Satellites operated by Maxar, Planet, BlackSky and other companies have documented this damage and destruction repeatedly over the past month, and the new batch of Maxar imagery fleshes it out further still.
For instance, two WorldView-3 photos snapped on Tuesday show a number of apartment buildings and houses reduced to rubble.
The invasion of Ukraine has made Russia something of a pariah; the United States and other nations have imposed harsh economic sanctions in response, and a number of high-profile companies have ceased their Russian operations, at least for now.

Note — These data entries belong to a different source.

PR #1550, opened 2026-09-07
Add Slurm connector plugin

davidmirror-ops:
Run Flyte 2 tasks on an existing Slurm cluster, including Soperator-managed clusters, without changing the cluster.

Two task types are served by one connector:

- `slurm`: a Python task submitted as an sbatch job that runs the task's own container image and Flyte entrypoint under Pyxis/Enroot, so typed I/O, caching, retries and error reporting work as they do for a Kubernetes pod. Removing `plugin_config` runs the identical task on Kubernetes.
- `slurm_script`: an existing sbatch script submitted unchanged; scalar inputs are exposed as FLYTE_INPUT_<NAME>. Phase, exit code and logs only.

Transport is SSH to a login node (asyncssh) behind a small SlurmTransport protocol so a slurmrestd transport can be added later. One connection per cluster is reused and status queries are batched (squeue, then sacct for finished jobs). Slurm states map to Flyte phases with PENDING reported as QUEUED rather than RUNNING, PREEMPTED as retryable, and CANCELLED as ABORTED; failures carry Slurm's reason and the tail of stderr.

Connection details may be set per task or cluster-wide on the connector via FLYTE_SLURM_HOST / FLYTE_SLURM_USERNAME / FLYTE_SLURM_SSH_PRIVATE_KEY. The plugin is added to the default connector image build.

Claude-Session: https://claude.ai/code/session_01X4XZW8jVev8ueGeDPfEiWx

### DIFF
--- a/plugins/slurm/README.md
+++ b/plugins/slurm/README.md
@@ -1,0 +1,156 @@
+# Slurm Plugin for Flyte
+
+Run Flyte 2 tasks on an existing Slurm cluster. Jobs are submitted over SSH to a
+login node, so this works with any Slurm installation — including clusters managed
+by [Soperator](https://github.com/nebius/soperator) — without changing the cluster.
+
+## Installation
+
+```bash
+pip install flyteplugins-slurm
+```
+
+The connector must also be installed in the `flyteconnector` image of your Flyte
+dataplane, and the `slurm` and `slurm_script` task types routed to the connector
+service. See the deployment section below.
+
+## Task types
+
+| Task type | What is submitted | Typed I/O | Caching |
+|---|---|---|---|
+| `slurm` | The task's own container image and Flyte entrypoint, via Pyxis/Enroot | Yes | Yes |
+| `slurm_script` | A user-supplied `sbatch` script, as-is | No — phase, exit code and logs | No |
+
+## Python tasks on Slurm
+
+```python
+import flyte
+from flyteplugins.slurm import Slurm
+
+env = flyte.TaskEnvironment(
+    name="train",
+    plugin_config=Slurm(
+        partition="main",
+        nodes=1,
+        gres="gpu:8",
+        time_limit="4:00:00",
+        # Where the Flyte entrypoint finds object storage from inside the job:
+        env={"AWS_ENDPOINT_URL": "https://storage.example", "AWS_REGION": "eu-north1"},
+        # Connection — or set FLYTE_SLURM_HOST / FLYTE_SLURM_USERNAME /
+        # FLYTE_SLURM_SSH_PRIVATE_KEY on the connector and omit these:
+        host="login.slurm.example.com",
+        username="flyte",
+        ssh_private_key="slurm-ssh-key",  # name of a Flyte secret
+    ),
+    image=flyte.Image.from_debian_base().with_pip_packages("flyteplugins-slurm"),
+)
+
+@env.task
+async def train(steps: int) -> float:
+    ...
+```
+
+Delete `plugin_config` and the same task runs as a Kubernetes pod. Nothing else changes.
+
+The job runs `srun --container-image=<task image> a0 ...` inside an `sbatch` allocation
+described by the `Slurm` fields. Anything `sbatch` accepts that is not a first-class
+field goes in `sbatch_options`:
+
+```python
+Slurm(partition="main", sbatch_options={"exclusive": True, "mail-type": "FAIL"})
+```
+
+Do not set `resources` on a Slurm task environment. The allocation is described by the
+`Slurm` config and granted by Slurm, not by Kubernetes.
+
+### Container images
+
+Pyxis pulls the task image from its registry and caches it on the cluster. On clusters
+where images are pre-imported to the shared filesystem, point at the squashfs directly:
+
+```python
+Slurm(container_image="/jail/images/train.sqsh", ...)
+```
+
+### Object storage from inside the job
+
+The Flyte entrypoint inside the job reads inputs and writes outputs to the run's object
+storage. Slurm worker nodes need network access to that storage and credentials for it.
+Pass endpoint and credential *references* through `env`; keep secrets on the cluster
+(for example via instance credentials or a credentials file on the shared filesystem),
+not in the task config.
+
+## Existing sbatch scripts
+
+```python
+from flyteplugins.slurm import Slurm, SlurmScriptTask
+
+legacy_train = SlurmScriptTask(
+    name="legacy_train",
+    script=open("train.sbatch").read(),
+    plugin_config=Slurm(partition="main", host=..., username=..., ssh_private_key=...),
+    inputs={"epochs": int},
+)
+```
+
+The script is submitted unchanged. Scalar inputs are exported as `FLYTE_INPUT_<NAME>`
+environment variables. Our `#SBATCH` directives come first, so the script's own
+directives are kept but overridden where they conflict.
+
+## How states map
+
+| Slurm | Flyte |
+|---|---|
+| `PENDING`, `CONFIGURING`, `REQUEUED`, `SUSPENDED` | `QUEUED` — does not count as running |
+| `RUNNING`, `COMPLETING` | `RUNNING` |
+| `COMPLETED` | `SUCCEEDED` |
+| `FAILED`, `NODE_FAIL`, `OUT_OF_MEMORY`, `TIMEOUT`, `DEADLINE`, `BOOT_FAIL` | `FAILED` — with Slurm's reason and the tail of stderr |
+| `PREEMPTED` | `RETRYABLE_FAILED` |
+| `CANCELLED` | `ABORTED` |
+
+Aborting the Flyte run runs `scancel`.
+
+## Deployment
+
+1. **Connector image.** Add `flyteplugins-slurm` to the `flyteconnector` image
+   (`maint_tools/build_default_image.py` in this repo builds the default one).
+2. **Routing.** In the dataplane values:
+   ```yaml
+   union:
+     configmap:
+       enabled_plugins:
+         tasks:
+           task-plugins:
+             default-for-task-types:
+               slurm: connector-service
+               slurm_script: connector-service
+   ```
+3. **Credentials.** The SSH private key is a Flyte secret named in
+   `Slurm.ssh_private_key`, or set cluster-wide as `FLYTE_SLURM_SSH_PRIVATE_KEY` on
+   the `flyteconnector` deployment. Provide a `known_hosts` file for host-key
+   verification; `skip_host_key_verification=True` exists for development only.
+4. **Network.** The connector needs to reach the login node on its SSH port. Restrict
+   the login node's source ranges to the connector's egress addresses.
+
+The connector keeps one SSH connection per cluster and batches status queries, so it
+opens one login-node session per poll, not one per job.
+
+## Connector-level defaults
+
+| Variable | Purpose |
+|---|---|
+| `FLYTE_SLURM_HOST` | Login node when the task config leaves `host` unset |
+| `FLYTE_SLURM_PORT` | SSH port (default 22) |
+| `FLYTE_SLURM_USERNAME` | SSH user |
+| `FLYTE_SLURM_SSH_PRIVATE_KEY` | Private key contents |
+| `FLYTE_SLURM_KNOWN_HOSTS` | Path to a known_hosts file on the connector |
+| `FLYTE_SLURM_WORKING_DIR` | Directory for scripts and logs (default `.flyte/jobs` under the user's home) |
+
+## Not yet supported
+
+- Multi-node gang jobs with a distributed launcher (`nodes > 1` allocates, but the
+  entrypoint runs as a single process).
+- A slurmrestd transport. The SSH transport is behind a small protocol
+  (`flyteplugins.slurm.transport.SlurmTransport`) so one can be added without touching
+  the connector.
+- Per-user job attribution; jobs run as the configured SSH user.
--- a/plugins/slurm/src/flyteplugins/slurm/connector.py
+++ b/plugins/slurm/src/flyteplugins/slurm/connector.py
@@ -1,0 +1,303 @@
+import hashlib
+import os
+import posixpath
+import re
+import uuid
+from dataclasses import dataclass
+from datetime import datetime, timezone
+from typing import Any, AsyncIterator, Dict, Optional
+
+from flyte import system_logger as logger
+from flyte.connectors import AsyncConnector, ConnectorRegistry, Resource, ResourceMeta
+from flyteidl2.connector.connector_pb2 import GetTaskLogsResponse, GetTaskLogsResponseBody, TaskExecutionMetadata
+from flyteidl2.core.execution_pb2 import TaskExecution, TaskLog
+from flyteidl2.core.tasks_pb2 import TaskTemplate
+from google.protobuf.json_format import MessageToDict
+from google.protobuf.timestamp_pb2 import Timestamp
+
+from flyteplugins.slurm.script import render_container_job, render_script_job
+from flyteplugins.slurm.transport import SlurmJobState, SlurmTransport, SSHTransport
+
+TASK_TYPE_NATIVE = "slurm"
+TASK_TYPE_SCRIPT = "slurm_script"
+
+# Connector-level defaults so a platform team can configure the cluster once on the
+# flyteconnector deployment instead of on every task.
+ENV_HOST = "FLYTE_SLURM_HOST"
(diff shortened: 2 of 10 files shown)


EngHabu:
Do we want to use SSH or the API-based thing? Not sure if the v1 supports both: https://github.com/flyteorg/flytekit/tree/d69b3fbd5ffe2a94d47e4fdba98200ce8b13e49c/plugins/flytekit-slurm/flytekitplugins/slurm

davidmirror-ops:
> Do we want to use SSH or the API-based thing? Not sure if the v1 supports both: https://github.com/flyteorg/flytekit/tree/d69b3fbd5ffe2a94d47e4fdba98200ce8b13e49c/plugins/flytekit-slurm/flytekitplugins/slurm

Seems like the V1 connector was also SSH only. 
Using the REST client (`slurmrestd`) is not supported in this plugin yet. The Nebius soperator cluster I'm using for testing doesn't even ship with that component installed and I haven't tested if it can actually issue auth tokens. But I agree is the scalable path. For now I added a known gaps section to the readme and the goal is to have some initial feedback from customers to keep refining.

plugins/slurm/src/flyteplugins/slurm/connector.py
```diff
@@ -0,0 +1,367 @@
...
+        output_prefix: str,
+        inputs: Optional[Dict[str, Any]] = None,
+        task_execution_metadata: Optional[TaskExecutionMetadata] = None,
+        ssh_private_key: Optional[str] = None,
+        **kwargs,
+    ) -> SlurmJobMetadata:
+        custom = MessageToDict(task_template.custom)
+        connection = custom.get("connection") or {}
+
+        host = connection.get("host") or os.getenv(ENV_HOST)
```
samhita-alla: If the connector has FLYTE_SLURM_HOST set, a task shouldn't be able to point the shared key at a different host, especially combined with `skip_host_key_verification`. Suggest connector env wins when present, and `skip_host_key_verification` comes from env only.

plugins/slurm/src/flyteplugins/slurm/script.py
```diff
@@ -0,0 +1,216 @@
...
+        "output": stdout_path,
+        "error": stderr_path,
+    }
+    for field, flag in _FIELD_TO_SBATCH.items():
+        value = fields.get(field)
+        if value is not None:
+            options[flag] = value
+    if extra:
+        for key, value in extra.items():
+            options[str(key)] = value
```
samhita-alla: This lets `sbatch_options` override `--output` and `--error`. A task that prints an ssh public key and sets `output=~/.ssh/authorized_keys` gets a shell as the shared user. Reserve job-name, output, error, chdir, wrap, uid, gid here, and reject values containing whitespace.

plugins/slurm/src/flyteplugins/slurm/connector.py
```diff
@@ -0,0 +1,367 @@
...
+                command=[*container.command, *container.args],
+                env=env,
+                sbatch_fields=sbatch_fields,
+                sbatch_extra=sbatch_extra,
+                container_mounts=container_cfg.get("mounts") or [],
+                container_workdir=container_cfg.get("workdir"),
+                srun_extra_args=container_cfg.get("srun_args") or [],
+            )
+
+        logger.debug(f"Submitting Slurm job {meta.job_name} to {username}@{host}:\n{script}")
```
samhita-alla: This writes every exported env var (`_U_RUN_BASE`, plus whatever the deployment injects) into connector logs. Log the job name and script path instead of the body.

plugins/slurm/src/flyteplugins/slurm/script.py
```diff
@@ -0,0 +1,216 @@
...
+) -> str:
+    """Render an sbatch script that runs `command` inside `image` via Pyxis.
+
+    This is the native-task path: `command` is the task's own Flyte
+    entrypoint, so the job behaves exactly like the equivalent Kubernetes pod.
+    """
+    if not command:
+        raise ValueError("A container job needs a non-empty command")
+
+    srun = ["srun", f"--container-image={pyxis_image_ref(image)}"]
```
samhita-alla: Two things on this line. With `nodes=2` and no `ntasks`, srun defaults to one task per node, so the entrypoint runs twice against the same output prefix. Pin `--nodes=1 --ntasks=1` on this srun, or reject `nodes>1` for `slurm` tasks until there's a launcher. Second, this is where the Pyxis assumption lives. A `container_runtime` option that emits `apptainer exec docker://<image> ...` instead would make the native task usable on most non-Nebius clusters.

plugins/slurm/src/flyteplugins/slurm/connector.py
```diff
@@ -0,0 +1,367 @@
...
+        logger.info(f"Submitted Slurm job {meta.job_id} ({meta.job_name}) to {host}")
+        return meta
+
+    async def get(self, resource_meta: SlurmJobMetadata, ssh_private_key: Optional[str] = None, **kwargs) -> Resource:
+        transport = self._transport_for_meta(resource_meta, ssh_private_key)
+        states = await transport.status([resource_meta.job_id])
+        state = states.get(resource_meta.job_id)
+        if state is None:
+            raise RuntimeError(
+                f"Slurm job {resource_meta.job_id} ({resource_meta.job_name}) is not known to squeue or sacct "
```
samhita-alla, line 338: If sacct isn't enabled, or the job aged out of squeue before the next poll, a successful job fails here. Fall back to `scontrol show job`, and have the script write `$?` to a `.rc` file next to `.out` as the last resort. That combination works on every cluster I've seen.

plugins/slurm/src/flyteplugins/slurm/transport.py
```diff
@@ -0,0 +1,247 @@
...
+        return parse_sbatch_job_id(stdout)
+
+    async def status(self, job_ids: Iterable[str]) -> Dict[str, SlurmJobState]:
+        ids = sorted({str(j) for j in job_ids})
+        if not ids:
+            return {}
+        joined = ",".join(ids)
+        # squeue is authoritative for jobs still in the system; sacct fills in the ones that finished.
+        # squeue exits non-zero when none of the ids exist, which is not an error for us.
+        stdout, _, _ = await self._run(f"squeue -h -j {joined} -o {_q(_SQUEUE_FORMAT)}", check=False)
```
samhita-alla: slurmctld being down looks the same as "job finished" here, since rc and stderr are dropped. Check rc and raise with stderr.

plugins/slurm/src/flyteplugins/slurm/transport.py
```diff
@@ -0,0 +1,247 @@
...
+                    client_keys=[key],
+                    known_hosts=known_hosts,
+                ),
+                timeout=self._connect_timeout,
+            )
+            return self._conn
+
+    async def _run(self, command: str, check: bool = True) -> Tuple[str, str, int]:
+        conn = await self._connection()
+        result = await conn.run(command, check=False)
```
samhita-alla: No timeout on the remote command. A hung login node blocks the poll forever. `asyncio.wait_for` with something like 60s.

plugins/slurm/src/flyteplugins/slurm/connector.py
```diff
@@ -0,0 +1,367 @@
...
+    if base in _SUCCEEDED:
+        return TaskExecution.SUCCEEDED
+    if base in _RETRYABLE:
+        return TaskExecution.RETRYABLE_FAILED
+    if base in _ABORTED:
+        return TaskExecution.ABORTED
+    if base in _FAILED:
+        return TaskExecution.FAILED
+    logger.warning(f"Unrecognized Slurm job state {state!r}; treating as RUNNING")
+    return TaskExecution.RUNNING
```
samhita-alla: An unknown state polls until the task's own timeout. Safer to fail with the raw state string in the message.

plugins/slurm/src/flyteplugins/slurm/task.py
```diff
@@ -0,0 +1,179 @@
...
+@dataclass
+class Slurm:
+    """Configuration for running a task on a Slurm cluster.
+
+    Scheduling fields map one-to-one onto `sbatch` options; anything not covered
+    goes in `sbatch_options` verbatim. Connection fields may be left unset and
+    supplied cluster-wide on the connector via `FLYTE_SLURM_HOST`,
+    `FLYTE_SLURM_USERNAME` and `FLYTE_SLURM_SSH_PRIVATE_KEY` instead.
+
+    Do not set `resources` on a Slurm task environment: the allocation is
```
samhita-alla, line 39: `Resources` is silently dropped today. Either map cpu/mem/gpu to `--cpus-per-task/--mem/--gres` with the Slurm fields overriding, or raise at serialization. Silent is the one option that'll bite people.

plugins/slurm/src/flyteplugins/slurm/connector.py
```diff
@@ -0,0 +1,367 @@
...
+    for key, value in (inputs or {}).items():
+        if isinstance(value, (str, int, float, bool)):
+            name = "FLYTE_INPUT_" + re.sub(r"[^A-Za-z0-9_]", "_", key).upper()
+            env[name] = str(value).lower() if isinstance(value, bool) else str(value)
+        else:
+            # An environment variable can only carry a scalar. Say so rather than
+            # leaving the author to discover an unset variable inside the script.
+            logger.warning(
+                f"Input {key!r} of type {type(value).__name__} cannot be exported to an sbatch "
+                f"script; only str, int, float and bool become FLYTE_INPUT_* variables. "
```
samhita-alla: This warning only lands in connector logs, so users won't see it. For `File`/`Dir` inputs export the URI; for anything else fail the task with this message.

plugins/slurm/README.md
```diff
@@ -0,0 +1,169 @@
...
+
+The connector must also be installed in the `flyteconnector` image of your Flyte
+dataplane, and the `slurm` and `slurm_script` task types routed to the connector
+service. See the deployment section below.
+
+## Task types
+
+| Task type | What is submitted | Typed I/O | Caching |
+|---|---|---|---|
+| `slurm` | The task's own container image and Flyte entrypoint, via Pyxis/Enroot | Yes | Yes |
```
samhita-alla, line 21: Say up front that `slurm` needs Pyxis/Enroot on the cluster, and what to do if it isn't there. Right now someone on an Apptainer cluster finds out from an srun error.

plugins/slurm/README.md
```diff
@@ -0,0 +1,169 @@
...
+| `FLYTE_SLURM_HOST` | Login node when the task config leaves `host` unset |
+| `FLYTE_SLURM_PORT` | SSH port (default 22) |
+| `FLYTE_SLURM_USERNAME` | SSH user |
+| `FLYTE_SLURM_SSH_PRIVATE_KEY` | Private key contents |
+| `FLYTE_SLURM_KNOWN_HOSTS` | Path to a known_hosts file on the connector |
+| `FLYTE_SLURM_WORKING_DIR` | Directory for scripts and logs (default `.flyte/jobs` under the user's home) |
+
+## Not yet supported
+
+- Multi-node gang jobs with a distributed launcher (`nodes > 1` allocates, but the
```
samhita-alla: Not accurate today, see the srun comment. Also mention that PREEMPTED only re-submits when the task sets `retries > 0`.

plugins/slurm/tests/test_slurm.py
```diff
@@ -0,0 +1,605 @@
...
+
+class TestConnectorRegistration:
+    def test_both_task_types_registered(self):
+        assert isinstance(ConnectorRegistry.get_connector("slurm"), SlurmConnector)
+        assert isinstance(ConnectorRegistry.get_connector("slurm_script"), SlurmConnector)
+        names = {c.name for c in ConnectorRegistry._list_connectors()}
+        assert "Slurm Connector" in names
+
+
+class _FakeTransport:
```
samhita-alla, line 424: Everything below `_FakeTransport` bypasses asyncssh, so submit/status/cancel/tail and the squeue-to-sacct fallback have no coverage. A fake `conn.run` over `SSHTransport` would test the part most likely to break on a real cluster.

plugins/slurm/src/flyteplugins/slurm/connector.py
```diff
@@ -0,0 +1,367 @@
...
+            )
+
+        phase = slurm_state_to_phase(state.base_state)
+
+        # The job's stdout and stderr are files on the login node, not resources behind a
+        # URL. A TaskLog uri renders as a hyperlink, so returning a POSIX path there makes a
+        # dead link in the UI; name the paths in the message instead. Streaming stdout is
+        # `get_logs`' job. Kept ahead of the stderr tail so that block stays last.
+        message = (
+            f"{_describe(state)}\n"
```
samhita-alla, line 349: Since this message already names the host and job files, it's a good place for a debug entry point while the job is RUNNING. Slurm users get interactive access for free, so something like:

```
ssh flyte@login.example.com 'srun --jobid=12345 --overlap --pty bash'
```

gives them a shell in the running allocation straight from the Flyte UI, without us building a tunnel. Flyte's own debug SSH won't work here (the entrypoint would start the server, but nothing routes to a Slurm node), so this is the practical equivalent for the `slurm` task type.

davidmirror-ops:
Thank you @samhita-alla this is great feedback. I'm incorporating it and testing again. I'll add also a known gaps section to the docs. Goal for now is to get early feedback from customers

plugins/slurm/src/flyteplugins/slurm/script.py
```diff
@@ -0,0 +1,297 @@
...
+    if runtime == "pyxis":
+        parts = [f"--container-image={pyxis_image_ref(image)}"]
+        if mounts:
+            parts.append(f"--container-mounts={','.join(mounts)}")
+        if workdir:
+            parts.append(f"--container-workdir={workdir}")
+        return parts
+
+    if runtime == "apptainer":
+        parts = ["apptainer", "exec"]
```
samhita-alla: Apptainer needs `--nv` to expose NVIDIA GPUs inside the container, and nothing adds it here. `srun_args` can't fix it either since they land before `apptainer exec`. So a `gres="gpu:8"` task on an Apptainer cluster gets the allocation and then runs without CUDA.

Suggest adding `--nv` when `gres` or `gpus_per_node` is set, plus an `apptainer_args` list for site-specific flags (`--rocm`, `--cleanenv`, extra binds).

plugins/slurm/src/flyteplugins/slurm/connector.py
```diff
@@ -0,0 +1,399 @@
...
+        return TaskExecution.SUCCEEDED
+    if base in _RETRYABLE:
+        return TaskExecution.RETRYABLE_FAILED
+    if base in _ABORTED:
+        return TaskExecution.ABORTED
+    if base in _FAILED:
+        return TaskExecution.FAILED
+    # Polling on would run until the task's own timeout with nothing explaining why, and
+    # an unknown state is more often terminal than not.
+    raise ValueError(
```
samhita-alla: Raising here turns into a gRPC INTERNAL, and the backend handles that badly. In flyte2's webapi cache (`pluginmachinery/internal/webapi/cache.go`), each failed Get bumps `SyncFailureCount`, and after `MaxSystemFailures` (5, polled every 30s) it stops calling Get. If the job was already seen RUNNING, the monitor keeps reporting that stale RUNNING until the task times out. If it was never seen, it fails with a generic cache error.

Returning `Resource(phase=FAILED, message=f"Unrecognized Slurm job state {state}")` gives a clear failure on the first poll instead.

plugins/slurm/src/flyteplugins/slurm/task.py
```diff
@@ -0,0 +1,207 @@
...
+        self,
+        name: str,
+        script: str,
+        plugin_config: Slurm,
+        inputs: Optional[Dict[str, Type]] = None,
+        **kwargs,
+    ):
+        super().__init__(
+            name=name,
+            interface=NativeInterface({k: (v, None) for k, v in inputs.items()} if inputs else {}, {}),
```
samhita-alla: Script tasks having no outputs is the biggest gap for the "wrap your existing sbatch scripts" story, since a script can't feed the next step. The connector can fill this in without anything running inside the job:

1. Let `SlurmScriptTask` declare outputs, like v1's `output_locs`.
2. In `create`, export `FLYTE_OUTPUT_<NAME>` per output. For `File`/`Dir` that's a URI under `output_prefix`; for scalars, a file in the job dir.
3. On SUCCEEDED, `get` reads the scalar files over SSH and returns them plus the File/Dir URIs as `Resource.outputs`.

The script just writes to the paths it's given. Fine as a fast follow if you'd rather not grow this PR.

The longstanding space partnership between Russia and the West has been affected as well. For example, Russia has stopped selling its rocket engines to American companies and halted the use of Russian-made Soyuz rockets at Europe’s Spaceport in French Guiana.
But some areas of cooperation remain. Russia is still an active partner in the International Space Station program, for example, as shown by the recent return to Earth of NASA astronaut Mark Vande Hei and cosmonauts Pyotr Dubrov and Anton Shkaplerov. The trio landed on the steppes of Kazakhstan Wednesday (March 30) inside a Russian Soyuz capsule, wrapping up a mission to the orbiting lab.
Mike Wall is the author of “Out There” (Grand Central Publishing, 2018; illustrated by Karl Tate), a book about the search for alien life. Follow him on Twitter @michaeldwall. Follow us on Twitter @Spacedotcom or on Facebook.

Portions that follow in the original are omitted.